> _Exercise directions_
Return each line exactly as written. Begin with the first line of the entries and end with the line that has "text hover */".

> _Data supplied_
PR #1708, opened 2025-04-11
fix(crates.io): update variables names

nuexq:
## 🔧 What does this fix? 🔧

- update `--csstools-light-dark-toggle--{}` variables
	- `36` -> `66`
	- `63` -> `125`
	- `92` -> `76`
	- `91` -> `75`

- added highlight js variables for code blocks

## 🗒 Checklist 🗒

### DIFF
--- a/styles/crates.io/catppuccin.user.less
+++ b/styles/crates.io/catppuccin.user.less
@@ -127,9 +127,9 @@
       --csstools-light-dark-toggle--125: @base;
 
       /* Inline code background */
-      --csstools-light-dark-toggle--76: @mantle;
+      --csstools-light-dark-toggle--76: @mantle !important;
       /* Code block background */
-      --csstools-light-dark-toggle--75: @mantle;
+      --csstools-light-dark-toggle--75: @mantle !important;
       /* Copyable text hover */
       --csstools-light-dark-toggle--78: @base;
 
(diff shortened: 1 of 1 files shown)


styles/crates.io/catppuccin.user.less
```diff
@@ -318,6 +318,52 @@
...
+    .hljs-quote             { color: @green !important; }
+    .hljs-selector-tag      { color: @yellow !important; }
+    .hljs-selector-id       { color: @blue !important; }
+    .hljs-selector-class    { color: @teal !important; }
+    .hljs-selector-attr     { color: @mauve !important; }
+    .hljs-selector-pseudo   { color: @teal !important; }
+    .hljs-template-tag      { color: @flamingo !important; }
+    .hljs-template-variable { color: @flamingo !important; }
+    .hljs-addition          { color: @green !important; }
+    .hljs-deletion          { color: @red !important; }
```
uncenter, line 366: These should be imported as per our documentation: https://github.com/catppuccin/userstyles/blob/main/docs/guide/syntax-highlighting.md.

uncenter: As a matter of fact they already are. These are unnecessary. If they don't load for you, check your browser console for errors.

uncenter:
If any variables are broken, almost all are going to need to be changed (see the duplicate variables from the linter). You'll want to check every tab of every package, find all the places each variable is used.

MuntasirSZN:
Waiting for this to be merged..... Currently turned it off. 

@uncenter @nuexq Any updates?

uncenter:
@MuntasirSZN as this website randomly generates the CSS variables every time it builds, it is near impossible and consistently frustrating to keep and maintain it. This is currently pending as I decide how to handle this in the future. If you really want to move this along the most helpful thing would be to see if upstream crates.io source can adopt consistent color variables, for the base hex codes at least, making it easier here.

uncenter:
(For example looking at https://github.com/rust-lang/crates.io/tree/main/app/styles I wonder if whatever bundler is used for the CSS modules is making this difficult...)

MuntasirSZN:
They won't, sadly @uncenter 

rust-lang/crates.io#11302

uncenter:
In the future please don't make upstream issues in that fashion. Refer it to staff if possible, and generally our approach should not be "pls make this work for our random project" - if we can generally improve their styling/build system while also improving it in such a way that makes our theming easier, that's a win-win. We can't expect them to care about niche userstyling.

uncenter:
> this website randomly generates the CSS variables every time it builds, it is near impossible and consistently frustrating to keep and maintain it.

Closing for this reason, this userstyle no longer fixes an issues since the CSS variables are constantly regenerated.

PR #1724, opened 2025-04-23
feat(google-photos): gm3 variables

WalkQuackBack:
## 🔧 What does this fix? 🔧

Refactors Google Photos to remove most generated colour classes in exchange for variables. However, this does change the look of the site matching M3 guidelines. Before and after images are attached below for reference. 

### Images
photos google com_updates(Nest Hub Max) (9)
photos google com_updates(Nest Hub Max) (8)

photos google com_updates(Nest Hub Max) (6)
photos google com_updates(Nest Hub Max) (7)

photos google com_updates(Nest Hub Max) (5)
photos google com_updates(Nest Hub Max) (4)

photos google com_updates(Nest Hub Max) (2)
photos google com_updates(Nest Hub Max) (3)

photos google com_updates(Nest Hub Max) (1)
photos google com_updates(Nest Hub Max)

I would also like to add myself as a maintainer of the userstyle.

## 🗒 Checklist 🗒


styles/google-photos/catppuccin.user.less
```diff
@@ -67,867 +84,608 @@
...
-    .rniux {
-      color: @subtext0;
-    }
-
-    /* slideshow buttons */
-    .UPRhTe {
-      background-color: @base;
-    }
-
-    /* activity log page */
```
WalkQuackBack, line 688: I wasn’t sure if it was worthwhile to theme, considering Google themeselves don’t even theme it when dark theme is enabled.

styles/google-photos/catppuccin.user.less
```diff
@@ -15,16 +15,31 @@
...
       #catppuccin(@lightFlavor);
     }
-    @media (prefers-color-scheme: dark) {
+  }
+
+  @media (prefers-color-scheme: dark) {
+    :root {
       #catppuccin(@darkFlavor);
     }
   }
```
uncenter, line 33: What's the reason for the change?

styles/google-photos/catppuccin.user.less
```diff
@@ -15,16 +15,31 @@
...
 
+  .zKHdkd {
+    #catppuccin(@lightFlavor);
+  }
+
+  .dm7YTc {
+    #catppuccin(@darkFlavor);
+  }
```
uncenter, line 41: Can we avoid autogenerated classnames?

styles/google-photos/catppuccin.user.less
```diff
@@ -54,7 +69,9 @@
     @crust: @catppuccin[@@flavor][@crust];
     @accent: @catppuccin[@@flavor][@@accentColor];
 
-    color-scheme: if(@flavor = latte, light, dark);
+    @inverseTheme: if(@flavor = latte, mocha, latte);
+    @inverseAccent: @catppuccin[@@inverseTheme][@@accentColor];
```
uncenter, line 73: Let's use kebab-case for Less variables please (helps distinguish from the metadata vars which are camelCase).
```suggestion
    @inverse-theme: if(@flavor = latte, mocha, latte);
    @inverse-accent: @catppuccin[@@inverse-theme][@@accentColor];
```

styles/google-photos/catppuccin.user.less
```diff
@@ -67,867 +84,608 @@
...
+      @surface2,
+      @surface1,
+      @surface0,
+      @base,
+      @mantle,
+      @crust,
+      @accent,
+      @inverseTheme,
+      @inverseAccent,
+    ) {
```
uncenter, line 117: A bit different than we usually do but I'd be okay if you want to just pass in the palette (e.g. `@catppuccin[@@flavor]` or `@mocha` like you have set below) into this mixin, and move (copy? are they used anywhere else) the variable declarations for each of the colors above into this function - if that works. Lmk if that makes sense lol.

styles/google-photos/catppuccin.user.less
```diff
@@ -15,16 +15,31 @@
 @var select accentColor "Accent" ["rosewater:Rosewater", "flamingo:Flamingo", "pink:Pink", "mauve:Mauve*", "red:Red", "maroon:Maroon", "peach:Peach", "yellow:Yellow", "green:Green", "teal:Teal", "blue:Blue", "sapphire:Sapphire", "sky:Sky", "lavender:Lavender", "subtext0:Gray"]
 ==/UserStyle== */
 
+#rgbify(@color) {
+  @rgb: red(@color), green(@color), blue(@color);
+}
```
uncenter, line 20: Sorry for the nitpick - can you move this to the end of the `@-moz-document` and above the `@catppuccin` palette? I like to keep the top of the userstyle simple and leave generic mixins/"builtins" at the bottom.

uncenter (commented):
This is pretty incredible that we can use variables for all this, great work.

styles/google-photos/catppuccin.user.less
WalkQuackBack: Not avoidable unfortunately, that's the only selector of whether dark mode is enabled or not in Google Photos settings. Before the refactor, the theme setting was ignored.
image
image

styles/google-photos/catppuccin.user.less
WalkQuackBack: Mostly understand, will push and you could verify that it's what you want!

styles/google-photos/catppuccin.user.less
WalkQuackBack: Not sure, actually. Can revert it.

styles/google-photos/catppuccin.user.less
```diff
@@ -560,105 +562,8 @@
...
-        @mocha[@surface1],
-        @mocha[@surface0],
-        @mocha[@base],
-        @mocha[@mantle],
-        @mocha[@crust],
-        @mocha[@@accentColor],
-        latte,
-        @catppuccin[@latte][@@accentColor],
-      );
-    }
```
uncenter: Did you intend to remove this fully? Unless I'm mistaken I don't see code producing the same output added on the rright 🤔

styles/google-photos/catppuccin.user.less
uncenter: Yep you got what I meant exactly, thanks!

styles/google-photos/catppuccin.user.less
WalkQuackBack: Yes, it was mistakenly duplicated.

styles/google-photos/catppuccin.user.less
uncenter: Do you mind making this revert change?

styles/google-photos/catppuccin.user.less
uncenter: Well now the only `@theme` you are passing in to the mixins is `@catppuccin[@@flavor]`/the current flavor palette, correct me if I'm wrong? And you only use each mixin once? So why not drop the mixin and the extra variable declarations?

styles/google-photos/catppuccin.user.less
WalkQuackBack: Will do.

styles/google-photos/catppuccin.user.less
WalkQuackBack: Will inline the code then: but need to do another pass to double check the code wasn’t necessary at all.

styles/google-photos/catppuccin.user.less
```diff
@@ -17,14 +17,23 @@
...
-    @media (prefers-color-scheme: dark) {
+    #catppuccin(@lightFlavor);
+  }
+
+  @media (prefers-color-scheme: dark) {
+    :root {
       #catppuccin(@darkFlavor);
     }
   }
```
uncenter, line 27: I still don't see why we can't just stick with the original code on the left here.

WalkQuackBack: I didn’t realize my revert from the original implementation, but it should do the same thing from my testing

uncenter: It doesn't do the same thing, this always adds the light flavored code to the injected styles regardless of what the preferred color scheme is. It is unnecessary. Please revert as I've asked before.

WalkQuackBack: Is there a good way to revert certain sections of code to a previous commit aside from copy pasting from the old hash?

uncenter: You are severely overthinking this... did it for you.

CleanShot 2025-04-30 at 17 16 49

WalkQuackBack: Thanks.

GenShibe (approved):
LGTM, thanks for doing all this lol

styles/google-photos/catppuccin.user.less
GenShibe: then i think we can remove the theming for it

uncenter (approved):
I don't use Google Photos at all but from what I can see on my end everything looks themed great. Nicely done.

styles/google-photos/catppuccin.user.less
```diff
@@ -54,7 +62,9 @@
     @crust: @catppuccin[@@flavor][@crust];
     @accent: @catppuccin[@@flavor][@@accentColor];
 
-    color-scheme: if(@flavor = latte, light, dark);
+    @inverse-theme: if(@flavor = latte, mocha, latte);
+    @inverse-accent: @catppuccin[@@inverse-theme][@@accentColor];
+    @color-scheme: if(@flavor = latte, light, dark);
```
uncenter, line 67: I don't think we meant to change this to a Less variable right? Looking back on it in https://github.com/catppuccin/userstyles/pull/1846/files#diff-2011c215f12927338a258d8a62d940c81135e8ca5f8419516925e5a56935f925...

WalkQuackBack: Definitely looks unintentional, but since Google Photos uses entirely custom components I'm not sure it impacts anything visually (albeit, am unsure about the scrollbars)

uncenter: I was going to ask that you test if it has a difference but I just went to https://photos.google.com and it looks like most of the UI is unthemed right now. Can you replicate that on your end?

WalkQuackBack: Looks like the selector change from :root to body, I'll fix that quickly in a new PR.

uncenter: Now that that is fixed, can you test if anything breaks by setting `color-scheme` properly with the defaults?

PR #1726, opened 2025-04-24
feat(wikipedia): support various other public mediawikis

uncenter:
re: https://github.com/catppuccin/catppuccin/discussions/2771 @scarcekoi


gradylink:
Would this work with https://osdev.org or https://osdev.wiki?

uncenter:
> Would this work with [wiki.osdev.org](https://wiki.osdev.org) or [osdev.wiki](https://osdev.wiki)?

Non Wikimedia ones should be added via https://github.com/catppuccin/userstyles/blob/main/docs/USAGE.md#decentralizedself-hosted-applications.

uncenter:
Any other unthemed areas are likely to be from the website's failure to properly use Wikipedia color variables and I'd like to avoid custom CSS to fix that. This fixes some basic problems and themes the logos/titles in the top left.

Issue #1546, opened 2024-12-30
Recent Major/Breaking Changes


uncenter:
Hey all! Happy holidays! The staff team has been making a few major and/or breaking changes in the last few days, this issue serves as a summary of what users and maintainers each need to know.

## User-facing Changes

We have recently made a change in #1544 that renamed all userstyle source files, which is not handled well by Stylus. To remedy this, we have created "stub" userstyles that will serve as an intermediary between the old filename and the new filename. If you update your userstyles in Stylus, or if they get auto-updated in the background, they will no longer work and will say [STUB | UPDATE REQUIRED] in the title. As indicated by the updated title, a second, additional update is required to restore the userstyles to a working state. You can bulk update them all at once by clicking the following button on the Stylus manage page:

![CleanShot 2024-12-30 at 14 26 27](https://github.com/user-attachments/assets/c8be40b4-7b5c-44e6-aa13-26a26f8a8789)

Alternatively, it might be quicker to reinstall all userstyles using our generated Stylus import/export file: https://github.com/catppuccin/userstyles/blob/main/docs/USAGE.md#all-userstyles.

Our apologies for the breaking change, and thank you for your understanding!

## Developer/Maintainer-facing Changes

As part of #1544, the Prettier formatter was completely removed from our tooling for this repository. Userstyles should now by formatted by Deno's built in formatter, `deno fmt`, as are all other files. Additionally, because of the source file renames, existing pull requests may need to be updated to edit the correct file and init pull requests will need to rename the new userstyle file and update metadata.

A smaller, quality-of-life change was recently merged as part of #1534/#1535 to switch the userstyle versioning system from "SemVer" to "CalVer". Contributors to this repository are no longer required to and should not update the version of modified userstyles in pull requests - this is now done automatically by GitHub Actions.

uncenter:
I should note that we do not plan on making any other breaking changes! The mass rename was a one-time-thing and I can't imagine we will ever need to perform a similarly breaking change again.

That being said, we do have one last major - not breaking - change before the end of the year, for developers/maintainers in #1547. Aims to clean up numerous accumulated bugs, and simplify other areas of development. The `@accent-color` variable has been simplified to `@accent`, `@lookup` to `@flavor`, duplicate media queries were simplified, the recently documented `@catppuccin-filters` theming method for images was implemented, and some readability lints were added. **Users should see no visible changes to userstyle-themed websites.**

PR #1732, opened 2025-04-29
fix(bsky): highlighted notifications

teidesu:
as of recently bsky started using `<a>` for notifications, which broke the currently used selectors
image

`<div>` is still used for *some* notifications (e.g. replies), so i kept that as well.


styles/bsky/catppuccin.user.less
```diff
@@ -2,7 +2,7 @@
 @name Bluesky Social Catppuccin
 @namespace github.com/catppuccin/userstyles/styles/bsky
 @homepageURL https://github.com/catppuccin/userstyles/tree/main/styles/bsky
-@version 2024.12.31
+@version 2025.04.29
```
uncenter, line 5: No need to update the version, this is updated automatically by GitHub Actions after merging, see #1546.

RoootTheFox (approved):
lgtm, works and is fine besides the version thing uncenter mentioned c:

<sub>(also, quick note to userstyles maintainers: once that issue is sorted, feel free to merge this right away as i likely won't be there at all until the end of next week, as i'll be busy with my school finals ^^)</sub>

styles/bsky/catppuccin.user.less
```diff
@@ -538,6 +538,9 @@
     div[style*="background-color: rgb(0, 17, 36)"], // dark
     div[style*="background-color: rgb(21, 41, 63)"], // dim
     div[style*="background-color: rgb(240, 247, 255)"] // light
+    a[style*="background-color: rgb(0, 17, 36)"], // dark
+    a[style*="background-color: rgb(21, 41, 63)"], // dim
+    a[style*="background-color: rgb(240, 247, 255)"] // light
```
uncenter, line 543:
```suggestion
   [style*="background-color: rgb(0, 17, 36)"], // dark
   [style*="background-color: rgb(21, 41, 63)"], // dim
   [style*="background-color: rgb(240, 247, 255)"] // light
```

How about just simplifying the selector like this?

styles/bsky/catppuccin.user.less
uncenter, line 5:
```suggestion
@version 2024.12.31
```

styles/bsky/catppuccin.user.less
RoootTheFox: would work, though i feel like keeping a wildcard selector specific to 2 types of elements (instead of *all*) is a better idea performance-wise (obviously only if done a lot + i haven't actually benchmarked that), im fine with either way though
(reasoning: i wanna avoid my styles becoming similar to the discord style in terms of performance)

styles/bsky/catppuccin.user.less
```diff
@@ -538,6 +538,9 @@
     div[style*="background-color: rgb(0, 17, 36)"], // dark
     div[style*="background-color: rgb(21, 41, 63)"], // dim
     div[style*="background-color: rgb(240, 247, 255)"] // light
```
RoootTheFox, line 540: on a different note, there's a missing comma here which might mess things up considering all of these should be a list selector ^^

RoootTheFox (changes requested):

styles/bsky/catppuccin.user.less
teidesu: oops lol

RoootTheFox (approved):

PR #1741, opened 2025-05-03
fix(youtube): distinguish music repeat/shuffle off from on

pynappo:
## 🔧 What does this fix? 🔧

Makes it much easier to tell whether shuffle/repeat is off vs on when using youtube music

before:

on and off look identical:
image

after:

this is off:

image

on looks like before:

image

## 🗒 Checklist 🗒

### DIFF
--- a/styles/youtube/catppuccin.user.less
+++ b/styles/youtube/catppuccin.user.less
@@ -1541,6 +1541,51 @@
   }
 }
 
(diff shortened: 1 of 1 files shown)


isabelroses (commented):
This should be submitted to https://github.com/catppuccin/youtubemusic instead

pynappo:
Oh i didn't know that existed tbh, nvm this then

> _Answer section_
PR #1708, opened 2025-04-11
fix(crates.io): update variables names

nuexq:
## 🔧 What does this fix? 🔧

- update `--csstools-light-dark-toggle--{}` variables
	- `36` -> `66`
	- `63` -> `125`
	- `92` -> `76`
	- `91` -> `75`

- added highlight js variables for code blocks

## 🗒 Checklist 🗒

### DIFF
--- a/styles/crates.io/catppuccin.user.less
+++ b/styles/crates.io/catppuccin.user.less
@@ -127,9 +127,9 @@
       --csstools-light-dark-toggle--125: @base;
 
       /* Inline code background */
-      --csstools-light-dark-toggle--76: @mantle;
+      --csstools-light-dark-toggle--76: @mantle !important;
       /* Code block background */
-      --csstools-light-dark-toggle--75: @mantle;
+      --csstools-light-dark-toggle--75: @mantle !important;
       /* Copyable text hover */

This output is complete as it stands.